(Information shown):
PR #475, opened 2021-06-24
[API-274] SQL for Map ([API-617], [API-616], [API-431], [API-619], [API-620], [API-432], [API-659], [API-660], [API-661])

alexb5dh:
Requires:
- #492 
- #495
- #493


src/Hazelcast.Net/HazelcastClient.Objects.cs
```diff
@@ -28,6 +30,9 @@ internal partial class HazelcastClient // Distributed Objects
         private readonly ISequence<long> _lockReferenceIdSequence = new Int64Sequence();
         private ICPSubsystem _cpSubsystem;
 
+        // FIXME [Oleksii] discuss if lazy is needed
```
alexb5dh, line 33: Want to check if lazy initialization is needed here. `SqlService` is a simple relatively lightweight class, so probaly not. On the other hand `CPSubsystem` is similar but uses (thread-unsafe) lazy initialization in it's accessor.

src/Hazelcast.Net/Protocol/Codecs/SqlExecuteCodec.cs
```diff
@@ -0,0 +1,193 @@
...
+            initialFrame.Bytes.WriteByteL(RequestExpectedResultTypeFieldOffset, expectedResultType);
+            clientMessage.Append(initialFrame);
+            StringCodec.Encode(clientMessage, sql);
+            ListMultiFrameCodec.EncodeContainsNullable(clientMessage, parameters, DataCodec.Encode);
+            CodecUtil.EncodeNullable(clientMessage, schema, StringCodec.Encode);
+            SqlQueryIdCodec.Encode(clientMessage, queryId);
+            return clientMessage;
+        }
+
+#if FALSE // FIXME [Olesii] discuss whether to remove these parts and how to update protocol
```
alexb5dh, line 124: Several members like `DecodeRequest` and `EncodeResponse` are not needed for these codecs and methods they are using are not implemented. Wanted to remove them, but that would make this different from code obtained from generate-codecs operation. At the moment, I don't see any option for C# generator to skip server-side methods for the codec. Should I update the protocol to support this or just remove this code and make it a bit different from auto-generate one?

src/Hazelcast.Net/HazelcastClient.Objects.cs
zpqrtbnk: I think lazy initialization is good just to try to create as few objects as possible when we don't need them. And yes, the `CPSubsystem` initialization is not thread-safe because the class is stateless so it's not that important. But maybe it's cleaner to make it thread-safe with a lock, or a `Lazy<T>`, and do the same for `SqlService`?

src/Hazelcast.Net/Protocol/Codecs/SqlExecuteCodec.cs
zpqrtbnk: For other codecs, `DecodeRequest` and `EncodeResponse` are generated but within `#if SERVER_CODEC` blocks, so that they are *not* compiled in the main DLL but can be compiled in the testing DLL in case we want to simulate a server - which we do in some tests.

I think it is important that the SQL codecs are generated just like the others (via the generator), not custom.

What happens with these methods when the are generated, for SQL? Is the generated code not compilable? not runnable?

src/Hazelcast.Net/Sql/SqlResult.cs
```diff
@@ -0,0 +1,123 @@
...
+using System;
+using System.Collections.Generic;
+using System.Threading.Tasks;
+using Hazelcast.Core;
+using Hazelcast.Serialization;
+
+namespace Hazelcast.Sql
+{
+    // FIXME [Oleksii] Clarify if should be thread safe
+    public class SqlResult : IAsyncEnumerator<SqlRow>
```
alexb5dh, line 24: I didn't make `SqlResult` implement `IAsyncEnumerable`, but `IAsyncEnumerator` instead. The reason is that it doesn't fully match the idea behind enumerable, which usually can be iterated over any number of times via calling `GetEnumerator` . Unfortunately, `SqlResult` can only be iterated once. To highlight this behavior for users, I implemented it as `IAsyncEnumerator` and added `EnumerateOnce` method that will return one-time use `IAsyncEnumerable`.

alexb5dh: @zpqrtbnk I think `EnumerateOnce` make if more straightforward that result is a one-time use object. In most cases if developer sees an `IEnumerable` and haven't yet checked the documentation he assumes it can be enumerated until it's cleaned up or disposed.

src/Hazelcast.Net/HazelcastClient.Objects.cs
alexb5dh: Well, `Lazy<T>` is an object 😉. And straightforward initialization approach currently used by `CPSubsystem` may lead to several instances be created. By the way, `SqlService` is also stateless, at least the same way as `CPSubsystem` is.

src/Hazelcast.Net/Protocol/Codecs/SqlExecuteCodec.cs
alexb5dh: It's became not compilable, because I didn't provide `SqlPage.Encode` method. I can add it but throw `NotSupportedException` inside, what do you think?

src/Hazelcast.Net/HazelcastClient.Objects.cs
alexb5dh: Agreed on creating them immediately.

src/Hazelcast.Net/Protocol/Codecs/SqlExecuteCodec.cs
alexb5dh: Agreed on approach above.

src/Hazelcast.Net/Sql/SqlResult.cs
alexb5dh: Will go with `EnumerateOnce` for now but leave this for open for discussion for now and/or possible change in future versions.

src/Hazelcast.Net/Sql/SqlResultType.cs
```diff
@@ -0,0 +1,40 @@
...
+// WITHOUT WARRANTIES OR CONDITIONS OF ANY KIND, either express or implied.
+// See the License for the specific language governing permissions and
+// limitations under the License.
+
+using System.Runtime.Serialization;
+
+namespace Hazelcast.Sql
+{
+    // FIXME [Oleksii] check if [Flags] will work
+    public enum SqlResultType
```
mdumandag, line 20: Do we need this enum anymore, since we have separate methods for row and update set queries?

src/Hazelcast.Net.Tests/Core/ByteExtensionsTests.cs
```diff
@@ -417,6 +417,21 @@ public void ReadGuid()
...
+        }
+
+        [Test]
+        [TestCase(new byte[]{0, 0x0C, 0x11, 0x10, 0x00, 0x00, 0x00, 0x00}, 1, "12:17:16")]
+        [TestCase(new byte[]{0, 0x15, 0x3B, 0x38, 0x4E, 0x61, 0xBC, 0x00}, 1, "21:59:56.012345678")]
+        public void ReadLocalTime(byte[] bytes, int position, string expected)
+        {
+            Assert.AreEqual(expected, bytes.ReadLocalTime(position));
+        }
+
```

--

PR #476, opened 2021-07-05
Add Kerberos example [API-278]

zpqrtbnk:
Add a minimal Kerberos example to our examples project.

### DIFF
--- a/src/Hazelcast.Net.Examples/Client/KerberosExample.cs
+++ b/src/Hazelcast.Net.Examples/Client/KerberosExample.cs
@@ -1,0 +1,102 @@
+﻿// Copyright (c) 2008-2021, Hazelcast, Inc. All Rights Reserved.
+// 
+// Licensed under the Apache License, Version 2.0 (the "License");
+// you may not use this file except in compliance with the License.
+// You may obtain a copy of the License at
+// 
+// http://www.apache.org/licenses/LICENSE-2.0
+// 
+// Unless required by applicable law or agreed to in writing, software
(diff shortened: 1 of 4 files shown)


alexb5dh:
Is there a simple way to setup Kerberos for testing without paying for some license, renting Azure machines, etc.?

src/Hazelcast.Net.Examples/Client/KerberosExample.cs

---

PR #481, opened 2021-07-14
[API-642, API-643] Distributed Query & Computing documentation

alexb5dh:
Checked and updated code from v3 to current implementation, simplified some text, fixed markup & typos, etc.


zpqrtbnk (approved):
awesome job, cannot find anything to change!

(Exercise directions): A single number is expected here: the count of lines in the material above with "testing" in them.

(Solution to this task): 2